146-2.20. Tips charged on credit cards. When tips are charged on credit cards, an employer is not required to pay the employee’s pro-rated share of the service charge taken by the credit card company for the processing of the tip. The employer must return to the employee the full amount of the tip charged on the credit    card, minus the pro-rated portion of the tip taken by the credit card company.
Example: The bill totals $100.00 exactly. The customer leaves, on their credit card, the $100.00 payment of the bill, as well as a $20.00 tip. Both the tip and the bill must be processed through a credit card company which charges a 5% fee on all transactions. The total charge levied by the credit card company on the $120.00 charge is $6.00. Of that $6.00, $5.00 is for the bill (5% of $100) and $1.00 is for the tip (5% of $20). The employer must provide the employee $19, which represents the $20 tip minus $1.00 pro- rated employee’s portion of the surcharge).

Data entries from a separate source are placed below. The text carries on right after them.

PR #470, opened 2023-01-30
Update to cpal 0.15

Jasper-Bekkers:
This just bumps the version number and doesn't yet address any breaking changes that may have occurred.

### DIFF
--- a/Cargo.toml
+++ b/Cargo.toml
@@ -11,7 +11,7 @@ exclude = ["assets/**", "tests/**"]
 edition = "2018"
 
 [dependencies]
-cpal = "0.14"
+cpal = "0.15"
 claxon = { version = "0.4.2", optional = true }
 hound = { version = "3.3.1", optional = true }
 lewton = { version = "0.10", optional = true }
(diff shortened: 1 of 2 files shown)


est31:
@Jasper-Bekkers do you want to work on this PR to perform the adjustments needed due to the breakage? If so, that would be great.

Jasper-Bekkers:
> @Jasper-Bekkers do you want to work on this PR to perform the adjustments needed due to the breakage? If so, that would be great.

I gave it an attempt, however after playing around with this a bit it seems that `cpal` has switched over it's `Sample` trait into `dasp_sample::Sample` which looks and behaves a bit different from the original `Sample`. Leading me to fight quite a few template errors throughout the project, which is a little bit more involved then what I as a casual contributor might be able to do.

est31:
Yeah it's a non trivial change. For migration, see [this](https://github.com/RustAudio/cpal/issues/747#issuecomment-1407828620) advice of looking into what was done to the examples directory. It's a non trivial effort. But it pays out, more sample formats are supported now than were previously.

Jasper-Bekkers:
Unfortunately this isn't a change I can commit time to at the moment.

est31:
@Jasper-Bekkers fair! Thanks for your answers. I will close this PR as it can't be merged in the current form. I will work on an upgrade for rodio in the coming weeks, but if someone cuts me to it, I'd be fine with that.

PR #760, opened 2022-04-24
Added instant destruction of blocks and implemented visual swing option

papejik:


src/main/kotlin/net/ccbluex/liquidbounce/features/module/modules/world/ModuleFucker.kt
```diff
@@ -117,17 +121,27 @@ object ModuleFucker : Module("Fucker", Category.WORLD) {
...
                 val direction = rayTraceResult.side
 
-                if (mc.interactionManager!!.updateBlockBreakingProgress(blockPos, direction)) {
-                    if (visualSwing) {
-                        player.swingHand(Hand.MAIN_HAND)
-                    } else {
-                        network.sendPacket(HandSwingC2SPacket(Hand.MAIN_HAND))
+                if (instant) {
+                    mc.networkHandler?.sendPacket(PlayerActionC2SPacket(PlayerActionC2SPacket.Action.START_DESTROY_BLOCK, blockPos, Direction.DOWN))
+                    swingHand()
```
ghost, line 122: @PepejHa4ker, please replace the `Direction.DOWN` usages from line 124 to line 128 with the [direction](https://github.com/CCBlueX/LiquidBounce/blob/0f4fd11ae6be6fd44727b0f270559b1dd14ae54f/src/main/kotlin/net/ccbluex/liquidbounce/features/module/modules/world/ModuleFucker.kt#L122) variable. Anticheats like Horizon can detect wrong block interact direction even though it can't detect fastbreak and through walls.

Difference between using a forced direction and using the `direction` variable:
https://streamable.com/q7cdop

Some establishments charge a waitron if the customer skips out on the bill. The rules say that can’t be done. Some joints stiff an employee of wages or tips if they quit or flip off a customer.
             146-2.7. Deductions and expenses.
       (a) Employers may not make any deductions from wages, except for credits authorized in this Part and deductions authorized or required by law, such as for social security and income taxes. Some examples of prohibited deductions are:
      (1) deductions for spoilage or breakage; (2) deductions because of non-payment by a customer; (3) deductions for cash shortages or losses; and (4) fines or  penalties for lateness, misconduct, or quitting by an employee without notice.      
Most places don’t pay new employees while they are trailing or training. The mantra goes "everybody starts this way."
            146-2.11. Learner, trainee, or apprentice rates. Any employees whom an            
            employer designates learners, trainees, or apprentices must
            nonetheless be paid at least the minimum rates prescribed in this Part.
Some places think by using the words service charge that they can get around this issue.
146-2.18. Charge purported to be a gratuity or tip.
Section 196-d of the New York State Labor Law prohibits employers from demanding, accepting, or retaining, directly or indirectly, any part of an employee’s gratuity or any charge purported to be a gratuity.
         (a) A charge purported to be a gratuity must be distributed in full as gratuities to the service employees or food service workers who provided the service.
         (b) There shall be a rebuttable presumption that any charge in addition to charges for food, beverage, lodging, and other specified materials or services, including but not limited to any charge for “service” or “food service,” is a charge purported to be a gratuity.
These regulations were written with a restaurant mentality and are often a little less reasonable in places where food isn’t served. Still they exist and the Batali lawsuit settlement must have vengeful minds thinking of getting back at places that fired them. Clubs must review their practices or face debilitating legal action. Even then, it may be too late to prevent fines for past indiscretions. The rules and penalties for ignoring them or bending them seem to be enforceable going back as much as six years. With many places including restaurant components as part of their marketing, regulation will be more scrutinized and enforced. Wages and regulations often vary for hotel employees. Here, too, a gray area may exist for the distribution of the green.